_What the task requires:_
Which lines below hold the word "cannot"? Report each one.

*** Opening Working data ***

PR #404, opened 2020-02-10
wasm: remove unused "free" function.

PiotrSikora:


kyessenov:
Will this break older Wasm modules in any way?

kyessenov:
Also, I don't understand how we can maintain a stable memory footprint in a long running module without `free`?

PiotrSikora:
We immediately pass the memory ownership into VM after requesting it and copying data, so host never holds to any VM-allocated memory.

No, it won't break old modules.

kyessenov:
Ack.

kyessenov:
Does that mean that Wasm holds onto host memory after a memory pressure event? E.g. if module allocates 1GB it cannot give it back to the host?

PiotrSikora:
> Does that mean that Wasm holds onto host memory after a memory pressure event? E.g. if module allocates 1GB it cannot give it back to the host?

Wasm VM allocates the whole linear memory block ("RAM") upfront, but it can grow it as needed (up to configureable maximum). I'm not sure if it can actually shrink it back.

kyessenov:
Yeah, but it sounds like we need some memory management capability to restart modules and revoke memory. Otherwise, it's prone to DoS. I can imagine some of our modules allocate based on the data path input.

PiotrSikora:
Yup.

*** Closing Working data ***

_Written response:_
Does that mean that Wasm holds onto host memory after a memory pressure event? E.g. if module allocates 1GB it cannot give it back to the host?
> Does that mean that Wasm holds onto host memory after a memory pressure event? E.g. if module allocates 1GB it cannot give it back to the host?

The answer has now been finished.